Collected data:
□ □ □ □

PR #1381, opened 2026-06-30
fix(gateway): propagate proxy request ID to runner for FinalCost accounting

nsvdev:
## Problem

`GET /devshard/{escrow}/v1/requests/{id}` (the FinalCost / request accounting endpoint) always returns `404 not found` for v2 gateway requests. This breaks request detail expansion in the OpenBroker dashboard — `final_cost_json` is never populated for any v2 request.

**Root cause:** `handleStreaming` and `handleNonStreaming` both call:
```go
p.redundancy.RunInference(context.Background(), ...)
```
A fresh `context.Background()` carries no request ID, so `RunInference` mints a **new** ID for the runner that differs from the proxy's ID placed in the `X-Request-Id` response header. Since `request_accounting` is indexed by the **runner's** ID, every FinalCost lookup using the proxy's ID returns 404 — permanently, regardless of how long you wait.

## Fix

Propagate **only the request ID** (not cancellation) from the proxy context into the detached background context:

```go
logging.PropagateRequestID(context.Background(), r.Context())
```

`logging.PropagateRequestID` copies just the request ID value. `WithRequestID` is already a no-op when an ID is present, so `RunInference` reuses the proxy's ID instead of creating a new one. The runner still executes on a detached context — client disconnect does not cancel it — preserving the existing behaviour.

## Changes

`devshard/cmd/devshardctl/proxy.go` — 2 call sites (`handleStreaming` + `handleNonStreaming`) + `devshard/logging` import.

## Verification

`go build ./cmd/devshardctl/...` passes. After deploying, `GET /v1/requests/{proxy_request_id}` returns the accounting record immediately for all fresh requests.

### DIFF
--- a/devshard/cmd/devshardctl/proxy.go
+++ b/devshard/cmd/devshardctl/proxy.go
@@ -16,6 +16,7 @@ import (
 	"sync"
 	"time"
 
+	"devshard/logging"
 	"devshard/state"
 	"devshard/types"
 	"devshard/user"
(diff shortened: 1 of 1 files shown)


qdanik (approved):

a-kuprin:
@nsvdev I have retergeted your PR. Please resolve conflict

□ □ □ □

[What is expected]:
All lines above that include the word "runner" must be copied into the answer.

[Response for this exercise]:
fix(gateway): propagate proxy request ID to runner for FinalCost accounting
A fresh `context.Background()` carries no request ID, so `RunInference` mints a **new** ID for the runner that differs from the proxy's ID placed in the `X-Request-Id` response header. Since `request_accounting` is indexed by the **runner's** ID, every FinalCost lookup using the proxy's ID returns 404 — permanently, regardless of how long you wait.
`logging.PropagateRequestID` copies just the request ID value. `WithRequestID` is already a no-op when an ID is present, so `RunInference` reuses the proxy's ID instead of creating a new one. The runner still executes on a detached context — client disconnect does not cancel it — preserving the existing behaviour.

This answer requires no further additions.